The other main differences between this layer and a normal Bayesian layer is the update prior function, because our prior adapts based on the current settings of the weights to stabilise the signal.

In [6]:
class SelfStabilisingLayer(nn.Module):
    '''
    Iteratively updating self stabilising prior.
    Fully factorised Gaussian priors and posteriors.
    Local reparametrisation trick.
    '''

    def __init__(self, in_features, out_features, init_var=0.001, prior_var=0.02):
        super(SelfStabilisingLayer, self).__init__()
        self.in_features = in_features
        self.out_features = out_features

        self.W = Parameter(torch.Tensor(out_features, in_features))
        self.log_sigma = Parameter(torch.Tensor(out_features, in_features))
        self.bias = Parameter(torch.Tensor(1, out_features))

        # initialisation values of parameters
        self.init_var = np.log(init_var)
        self.reset_parameters()
        

    def reset_parameters(self):

        self.log_sigma.data.fill_(self.init_var / 2)
        self.bias.data.zero_()

        # He initialisation
        init = np.sqrt(2 / self.in_features)
        self.W.data.normal_(0, init)
        

    def forward(self, x):

        # local reparametrisation trick with new parameters from q_tilde(W)
        # i.e. use self.new_mu and self.new_sigma_sq
        lrt_mean = F.linear(x, self.new_mu) + self.bias
        lrt_std = torch.sqrt(F.linear(x * x, self.new_sigma_sq) + 1e-8)
        eps = lrt_std.data.new(lrt_std.size()).normal_()
        pre_activation = lrt_mean + lrt_std * eps

        return pre_activation
    

    def update_prior(self):
        
        #####################################################################
        # Main difference between normal BNN and Stabilising prior
        #####################################################################

        # Sum of all incoming nodes to specific hidden units
        mu_L = torch.sum(self.W, dim=1)
        sig_sq_L = torch.sum(torch.exp(self.log_sigma * 2.0), dim=1)

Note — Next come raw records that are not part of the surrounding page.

PR #121, opened 2024-11-08
feat: 16513 ShareExtractor & ParticipantPrivateInfo

mxtartaglia-sl:
**Description**:
This PR aims to solve necessary preconditions for the extraction of shares after discussing API changes with @lpetrovic05 
The main changes are the following: 
 - The `participantDirectory` no longer holds the participant's private information. That is extracted to a different object only sent in the operation that requires the information.
 - The extraction of shares happens in a stateful object that can keep track of the process. Users might be able to configure an async version of the processing of the shares (TODO)

**Related issue(s)**:

Fixes https://github.com/hashgraph/hedera-services/issues/16513

**Notes for reviewer**:
Depending on this task:
*  https://github.com/hashgraph/hedera-services/issues/15499
* https://github.com/hashgraph/hedera-services/issues/15500

**Checklist**

- [ ] Documented (Code comments, README, etc.)
- [ ] Tested (unit, integration, etc.)

PR #122, opened 2024-11-09
feat: 16481 support participantId as long

### LINKED ISSUE #16481: We need to support `Long` value as participant ids while keep suporting Integer.MAX_SIZE of shares*participants

mxtartaglia-sl:
**Description**:
This pull request allows us to completely support Long values as participant ids, while keeping the storage of the information in an array.
**Related issue(s)**: 
this PR depends on: https://github.com/hashgraph/hedera-cryptography/pull/121

Fixes https://github.com/hashgraph/hedera-services/issues/16481

### DIFF
--- a/cryptography/hedera-cryptography-tss/src/main/java/com/hedera/cryptography/tss/api/TssParticipantDirectory.java
+++ b/cryptography/hedera-cryptography-tss/src/main/java/com/hedera/cryptography/tss/api/TssParticipantDirectory.java
@@ -19,7 +19,7 @@ package com.hedera.cryptography.tss.api;
 import static java.util.Objects.requireNonNull;
 
 import com.hedera.cryptography.bls.BlsPublicKey;
-import com.hedera.cryptography.tss.extensions.TssEncryptionKeyMap;
+import com.hedera.cryptography.tss.extensions.TssParticipantAssigmentMap;
 import edu.umd.cs.findbugs.annotations.NonNull;
 import java.util.Arrays;
 import java.util.HashMap;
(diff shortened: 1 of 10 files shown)


edward-swirldslabs (dismissed):

cryptography/hedera-cryptography-tss/src/main/java/com/hedera/cryptography/tss/api/TssParticipantDirectory.java
```diff
@@ -218,31 +195,40 @@ public TssParticipantDirectory build() {
...
+                tssEncryptionPublicKeyTable[i] = entry.tssEncryptionPublicKey;
+
+                // ParticipantId-->ParticipantIndex
+                participantIndexes.put(participantIds[i], i);
+                // ShareIndex-->ParticipantIndex
+                Arrays.fill(shareOwnersTable, currentIndex, currentIndex + entry.shareCount(), i);
+                // ParticipantIndex-->First Share; Share count
+                participantShares[i][0] = currentIndex + 1; // adds the first share and the last share
+                participantShares[i][1] = entry.shareCount();
+
```
lpetrovic05: it would be better (if possible) for any data structures related to `TssParticipantAssigmentMapping` to be built in its constructor

mxtartaglia-sl: Good catch. Yes, there is no need to do it externally.

lpetrovic05 (approved):

PR #132, opened 2024-11-14
feat: serialization tests

### LINKED ISSUE #16377: Investigate the effects of Arkworks flags in groupElements: https://github.com/arkworks-rs/algebra/issues/708

lpetrovic05:
closes https://github.com/hashgraph/hedera-services/issues/16377


cryptography/hedera-cryptography-altbn128/src/main/java/com/hedera/cryptography/altbn128/facade/FieldFacade.java
```diff
@@ -100,6 +100,10 @@ public byte[] fromBytes(@NonNull final byte[] representation) {
         if (Objects.requireNonNull(representation, "representation must not be null").length != size) {
             throw new IllegalArgumentException("Invalid byte[] representation");
         }
+        if ((representation[size - 1] & 0b1100000) != 0) {
+            throw new IllegalArgumentException(
+                    "Invalid byte[] representation, the number is expected to be a 254-bit number, so the 2 most significant bits must be unset");
+        }
```
mxtartaglia-sl: Still not on board with this check

mxtartaglia-sl: Are the bits really unused? What did the test show? What happens if you compare two FieldElement values, one with and the other without each of those flipped bytes? 

I say this because this change broke tests in AltBn128FieldElementTest.
Now I am more than convinced that we should not do this.

lpetrovic05: I have removed this constraint. I think this functionality should exist, but it should be separate from deserialization. We should discuss tomorrow.

rbarker-dev (approved):

cryptography/hedera-cryptography-altbn128/src/main/java/com/hedera/cryptography/altbn128/facade/FieldFacade.java
mxtartaglia-sl: The only assurance we need is that if, for example:
`a = 10000000000...00001011`  (binary representation of a fieldElement with the bits that allegedly are used for flags set to 1), and `b = 00000000000...00001000` (same as a but with the bits that allegedly are used for flags set to 0), then `a != b`. If that check is true, the rest is an unnecessary complication and incomplete implementation. 

What I mean by the last statement is that in the complete scalar field, even when using 254-bit numbers, we find instances where `fromBytes(someByteArray)` produces an element where `element.representation != someByteArray` is true.
That shows that even if we think this is necessary, counting the number of bits in the input is not a complete implementation to detect an input that would produce an "_incorrect_" fieldElement. On top of that, we would have to execute this check every time we create a fieldElement,  which makes it a complication.

mxtartaglia-sl (approved):

cryptography/hedera-cryptography-altbn128/src/main/java/com/hedera/cryptography/altbn128/facade/FieldFacade.java
lpetrovic05: I agree, this check has been removed

PR #156, opened 2024-11-27
!feat(16681): API for Serialization

### LINKED ISSUE #16681: Define an API for serialization
Come up with a API for serializing:
- Elements
- Keys
- Signatures
- Tss messages

mxtartaglia-sl:
**Description**:
The serialization mechanism for the keys is being reworked based on a decision to be compatible with Ethereum's format. 
This PR introduces changes to the serialization/deserialization mechanisms to allow external users to implement their serialization/deserialization mechanisms, and it also provides some default Serializer/Deserializer mechanisms to provide out-of-the-box conversion from/to byte arrays.

⚠️  Breaking changes: 
* `com.hedera.cryptography.tss.extensions` is now a public module package. All classes that belong to the protocol implementation were moved to `com.hedera.cryptography.tss.impl`, now a private module package. Consequently, `Groth21Service` is hidden from external users, and the way to construct an instance of the service is by calling: `TssService.createDefaultService(schema, random)`.

🚫  Deprecation Note:
*  The previous format for serializing `BlsPrivateKey`, `BlsPublicKey`s,  `BlsSignature`s is deprecated. The API still supports the previous values in the files, but that support will be removed. The new format compatible with ethereum is still not included in this version.

*   `BlsPrivateKey`, `BlsPublicKey`s,  `BlsSignature`s and `TssMessage`s  `toBytes` and `fromBytes` methods are now  `@Deprecated`. Users should move to instances of serializers/deserializers by implementing a custom mechanism or using the defaults accordingly. FYI:
** `com.hedera.cryptography.tss.extensions.serialization.DefaultTssMessageSerialization`
** `com.hedera.cryptography.bls.extensions.serialization.DefaultBlsPrivateKeySerialization`
** `com.hedera.cryptography.bls.extensions.serialization.DefaultBlsPublicKeySerialization`
** `com.hedera.cryptography.bls.extensions.serialization.DefaultBlsSignatureSerialization`

**Related issue(s)**:

Fixes: https://github.com/hashgraph/hedera-services/issues/16681


cryptography/hedera-cryptography-altbn128/src/main/java/com/hedera/cryptography/altbn128/facade/GroupFacade.java
```diff
@@ -204,7 +202,9 @@ public byte[] fromBytes(@NonNull final byte[] bytes) {
             throw new AltBn128Exception(result, "groupElementsBytes in" + this.group);
         }
 
-        return bytes;
+        byte[] ret = new byte[bytes.length];
```
lpetrovic05: final

cryptography/hedera-cryptography-bls/src/main/java/com/hedera/cryptography/asciiarmored/AsciiArmoredFiles.java
```diff
@@ -46,16 +47,19 @@ private AsciiArmoredFiles() {
...
      *
      * @param path The location of the file in the fileSystem
+     * @param deserializer the deserializer to use
      * @return the private key contained in the file
      * @throws IOException In case of file reading error
      */
     @NonNull
-    public static BlsPrivateKey readPrivateKey(@NonNull final Path path) throws IOException {
+    public static BlsPrivateKey readPrivateKey(
+            @NonNull final Path path, @NonNull final Deserializer<BlsPrivateKey> deserializer) throws IOException {
```
lpetrovic05, line 77: Maybe we overload this method with a default deserializer, since I know services is already using this method

cryptography/hedera-cryptography-bls/src/main/java/com/hedera/cryptography/asciiarmored/AsciiArmoredFiles.java
```diff
@@ -88,34 +92,24 @@ private static AsciiArmoredFile asciiArmoredRead(@NonNull final Path path) throw
...
+     * @param <T> target type
      * @throws IOException In case of file writing error
      */
-    public static void writeKey(@NonNull final Path path, @NonNull final BlsPublicKey publicKey) throws IOException {
-        writeKey(
+    public static <T> void write(
+            @NonNull final Path path,
+            final Serializer<T> serializer,
+            @NonNull final T key,
+            @NonNull final AsciiArmoredType type)
```
lpetrovic05: why introduce this new `type` variable?

cryptography/hedera-cryptography-bls/src/main/java/com/hedera/cryptography/bls/extensions/serialization/DefaultBlsPrivateKeySerialization.java
```diff
@@ -0,0 +1,112 @@
...
+     */
+    private static class DefaultSerializer implements Serializer<BlsPrivateKey> {
+        private final Serializer<FieldElement> elementSerializer;
+
+        /**
+         * Constructor.
+         */
+        DefaultSerializer() {
+            this.elementSerializer = DefaultFieldElementSerialization.getSerializer();
+        }
```
lpetrovic05: making it a record will make it less verbose

cryptography/hedera-cryptography-bls/src/main/java/com/hedera/cryptography/asciiarmored/AsciiArmoredFiles.java
mxtartaglia-sl: Because the key is now generic, and you can reuse it for both private and public use, you need to specify what you are writing.
I can do better here, maybe all the 3 parameters can be condensed in a enum

cryptography/hedera-cryptography-bls/src/main/java/com/hedera/cryptography/bls/extensions/serialization/DefaultBlsPrivateKeySerialization.java
mxtartaglia-sl: yes, agreed, removed the record apoproach after our conversation. but will put it back

cryptography/hedera-cryptography-tss/src/main/java/com/hedera/cryptography/tss/extensions/Groth21Service.java
```diff
@@ -74,16 +75,31 @@ public TssServiceRekeyStage rekeyStage() {
...
+    @NonNull
+    @Override
+    public <S> TssMessage messageFrom(
+            @NonNull final Transformer<S, TssMessage> tssMessageTransformer, @NonNull final S message)
+            throws TssMessageParsingException {
         try {
-            return Groth21Message.fromBytes(message, tssParticipantDirectory, signatureSchema);
+            return tssMessageTransformer.transform(message);
         } catch (Exception e) {
-            throw new TssMessageParsingException("Could not read tss message", e);
```
lpetrovic05: why even have this method? whoever calls this method can do the transformation on their own

cryptography/hedera-cryptography-bls/src/main/java/com/hedera/cryptography/asciiarmored/AsciiArmoredFiles.java
mxtartaglia-sl: True, but here is the thing: even if we are compatible with the API, the keys we write to the file and how we read them will not be compatible.

cryptography/hedera-cryptography-tss/src/main/java/com/hedera/cryptography/tss/extensions/Groth21Service.java
mxtartaglia-sl: For documentation purposes only? I don't know; it feels like the whole serializer/transformer approach is disconnected from the solution, and without previous knowledge that you need to do that, nothing in the API forces/or suggests you use them.

cryptography/hedera-cryptography-bls/src/main/java/com/hedera/cryptography/asciiarmored/AsciiArmoredFiles.java
mxtartaglia-sl: fixed it by overloading the method

cryptography/hedera-cryptography-bls/src/main/java/com/hedera/cryptography/asciiarmored/AsciiArmoredFiles.java
lpetrovic05: we could implement the arkworks serialization and make this work, since there are PRs already using it, i think we should

lpetrovic05 (approved):

andrewb1269 (approved):
Review applies to `version.txt` only. Please ensure RE reviews this PR as well, if appropriate.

        # PRIOR VARIANCE        
        gamma = 2- (1-1/math.pi) *mu_L * mu_L
        self.prior_var = (gamma * sig_sq_L)/(sig_sq_L - gamma)
        self.prior_var = self.prior_var / self.in_features

        # shared prior across all weights feeding into the same hidden unit
        self.prior_var = self.prior_var.expand(self.in_features, self.prior_var.shape[0]).t()
        self.prior_var = torch.abs(self.prior_var)
        
        
        # PRIOR MEAN (mean preserving)
        self.prior_mean = self.W

        
        # PRODUCT, set the parameters from which we will be sampling q_tilde(W)
        self.new_mu, self.new_sigma_sq = multipy_gaussian(self.W, self.prior_mean, 
                                                            torch.exp(self.log_sigma * 2.0), self.prior_var)

        
    def kl_reg(self):

        # cross entropy term
        sigma_sq = torch.exp(self.log_sigma.view(-1) * 2)
        new_sigma_sq = torch.exp(self.new_sigma_sq.view(-1))
        pi = math.pi

        H = 0.5 * torch.log(2 * pi * sigma_sq) + (new_sigma_sq / sigma_sq)
        H = torch.sum(H)

        return H


## Normal Bayesian Neural Network layer
Non-conjugate Gaussian prior and Gaussian posterior. We also make use of the Local Reparametrisation trick.

In [7]:
class LocalReparametrisationLayer(nn.Module):
    '''
    Doubly stochastic Variational Bayes for non-conjugate inference.
    Fully factorised Gaussian priors and posteriors.
    Local reparametrisation trick.
    '''

    def __init__(self, in_features, out_features, bias=True, init_var=0.001, prior_var=0.0001):
        super(LocalReparametrisationLayer, self).__init__()
        self.in_features = in_features
        self.out_features = out_features

        self.W = Parameter(torch.Tensor(out_features, in_features))
        self.log_sigma = Parameter(torch.Tensor(out_features, in_features))
        self.bias = Parameter(torch.Tensor(1, out_features))

        # add priors 
        self.prior_mean = torch.Tensor([0]).to(device)
        self.prior_var = torch.Tensor([prior_var]).to(device)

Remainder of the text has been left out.